Data entries
^^^^^^^^

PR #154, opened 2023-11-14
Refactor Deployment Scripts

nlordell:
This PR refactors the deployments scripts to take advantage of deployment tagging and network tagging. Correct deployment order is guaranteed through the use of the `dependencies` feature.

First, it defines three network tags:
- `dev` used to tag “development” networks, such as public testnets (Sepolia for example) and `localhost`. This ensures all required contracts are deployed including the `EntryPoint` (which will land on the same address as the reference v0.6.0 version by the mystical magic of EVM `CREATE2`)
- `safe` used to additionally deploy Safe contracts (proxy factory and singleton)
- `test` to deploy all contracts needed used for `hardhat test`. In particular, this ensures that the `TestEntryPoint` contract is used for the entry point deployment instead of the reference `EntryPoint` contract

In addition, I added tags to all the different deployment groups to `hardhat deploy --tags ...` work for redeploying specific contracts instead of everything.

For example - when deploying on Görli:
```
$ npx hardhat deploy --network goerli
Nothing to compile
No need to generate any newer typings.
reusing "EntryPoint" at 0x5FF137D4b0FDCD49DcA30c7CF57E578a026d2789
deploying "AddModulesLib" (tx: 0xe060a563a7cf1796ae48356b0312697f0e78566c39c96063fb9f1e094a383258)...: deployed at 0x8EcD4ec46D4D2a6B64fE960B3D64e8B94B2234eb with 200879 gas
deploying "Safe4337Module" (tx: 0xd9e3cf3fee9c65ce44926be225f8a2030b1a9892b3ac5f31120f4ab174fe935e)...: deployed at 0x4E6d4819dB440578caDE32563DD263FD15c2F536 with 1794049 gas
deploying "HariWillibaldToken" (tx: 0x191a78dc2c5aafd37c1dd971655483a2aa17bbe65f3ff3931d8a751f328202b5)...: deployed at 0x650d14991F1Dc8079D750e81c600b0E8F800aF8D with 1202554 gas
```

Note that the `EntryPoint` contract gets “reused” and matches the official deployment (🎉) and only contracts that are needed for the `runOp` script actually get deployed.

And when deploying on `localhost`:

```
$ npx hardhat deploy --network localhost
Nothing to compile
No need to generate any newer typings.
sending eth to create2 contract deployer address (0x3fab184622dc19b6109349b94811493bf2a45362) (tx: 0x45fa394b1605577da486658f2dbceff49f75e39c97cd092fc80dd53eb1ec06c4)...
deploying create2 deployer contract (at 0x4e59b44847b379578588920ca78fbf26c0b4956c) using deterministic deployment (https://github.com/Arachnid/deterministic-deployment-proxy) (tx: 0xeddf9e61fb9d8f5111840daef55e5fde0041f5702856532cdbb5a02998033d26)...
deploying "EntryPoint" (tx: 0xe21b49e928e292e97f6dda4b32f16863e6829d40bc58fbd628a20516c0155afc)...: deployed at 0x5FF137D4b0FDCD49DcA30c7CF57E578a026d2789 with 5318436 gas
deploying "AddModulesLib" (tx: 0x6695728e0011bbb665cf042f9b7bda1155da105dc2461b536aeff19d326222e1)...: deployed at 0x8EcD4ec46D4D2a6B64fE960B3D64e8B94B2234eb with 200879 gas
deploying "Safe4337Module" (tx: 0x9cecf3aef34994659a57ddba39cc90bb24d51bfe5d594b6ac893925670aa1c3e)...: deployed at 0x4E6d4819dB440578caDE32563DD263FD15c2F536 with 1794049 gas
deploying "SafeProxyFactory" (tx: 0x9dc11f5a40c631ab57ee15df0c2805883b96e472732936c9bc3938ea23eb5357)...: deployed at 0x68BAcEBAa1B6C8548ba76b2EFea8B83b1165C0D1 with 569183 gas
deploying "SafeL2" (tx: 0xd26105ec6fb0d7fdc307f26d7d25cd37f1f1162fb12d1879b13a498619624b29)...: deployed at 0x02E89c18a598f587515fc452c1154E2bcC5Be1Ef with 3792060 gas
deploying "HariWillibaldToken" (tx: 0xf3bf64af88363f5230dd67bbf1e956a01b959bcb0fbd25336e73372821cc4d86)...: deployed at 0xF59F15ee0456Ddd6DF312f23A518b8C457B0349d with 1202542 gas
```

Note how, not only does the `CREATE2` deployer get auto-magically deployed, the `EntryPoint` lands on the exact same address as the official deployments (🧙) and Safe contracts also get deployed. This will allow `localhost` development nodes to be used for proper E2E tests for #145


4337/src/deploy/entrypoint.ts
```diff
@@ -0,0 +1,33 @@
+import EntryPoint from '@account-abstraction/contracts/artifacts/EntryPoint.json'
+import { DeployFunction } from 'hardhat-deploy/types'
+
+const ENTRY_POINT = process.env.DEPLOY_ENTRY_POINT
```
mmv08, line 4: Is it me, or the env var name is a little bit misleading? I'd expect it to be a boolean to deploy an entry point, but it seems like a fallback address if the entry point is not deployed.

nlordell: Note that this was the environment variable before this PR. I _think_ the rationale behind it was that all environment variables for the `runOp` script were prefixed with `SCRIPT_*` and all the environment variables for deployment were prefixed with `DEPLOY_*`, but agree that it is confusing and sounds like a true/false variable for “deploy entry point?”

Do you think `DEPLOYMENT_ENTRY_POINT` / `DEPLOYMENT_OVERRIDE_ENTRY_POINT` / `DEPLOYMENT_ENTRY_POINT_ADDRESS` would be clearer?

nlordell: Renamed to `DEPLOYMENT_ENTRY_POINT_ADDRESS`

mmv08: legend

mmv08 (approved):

^^^^^^^^

## Assignment
Please print verbatim each line from the first line of the entries above to the line that contains "Note that the", inclusive, and nothing more.

## Finished task
PR #154, opened 2023-11-14
Refactor Deployment Scripts

nlordell:
This PR refactors the deployments scripts to take advantage of deployment tagging and network tagging. Correct deployment order is guaranteed through the use of the `dependencies` feature.

First, it defines three network tags:
- `dev` used to tag “development” networks, such as public testnets (Sepolia for example) and `localhost`. This ensures all required contracts are deployed including the `EntryPoint` (which will land on the same address as the reference v0.6.0 version by the mystical magic of EVM `CREATE2`)
- `safe` used to additionally deploy Safe contracts (proxy factory and singleton)
- `test` to deploy all contracts needed used for `hardhat test`. In particular, this ensures that the `TestEntryPoint` contract is used for the entry point deployment instead of the reference `EntryPoint` contract

In addition, I added tags to all the different deployment groups to `hardhat deploy --tags ...` work for redeploying specific contracts instead of everything.

For example - when deploying on Görli:
```
$ npx hardhat deploy --network goerli
Nothing to compile
No need to generate any newer typings.
reusing "EntryPoint" at 0x5FF137D4b0FDCD49DcA30c7CF57E578a026d2789
deploying "AddModulesLib" (tx: 0xe060a563a7cf1796ae48356b0312697f0e78566c39c96063fb9f1e094a383258)...: deployed at 0x8EcD4ec46D4D2a6B64fE960B3D64e8B94B2234eb with 200879 gas
deploying "Safe4337Module" (tx: 0xd9e3cf3fee9c65ce44926be225f8a2030b1a9892b3ac5f31120f4ab174fe935e)...: deployed at 0x4E6d4819dB440578caDE32563DD263FD15c2F536 with 1794049 gas
deploying "HariWillibaldToken" (tx: 0x191a78dc2c5aafd37c1dd971655483a2aa17bbe65f3ff3931d8a751f328202b5)...: deployed at 0x650d14991F1Dc8079D750e81c600b0E8F800aF8D with 1202554 gas
```

Note that the `EntryPoint` contract gets “reused” and matches the official deployment (🎉) and only contracts that are needed for the `runOp` script actually get deployed.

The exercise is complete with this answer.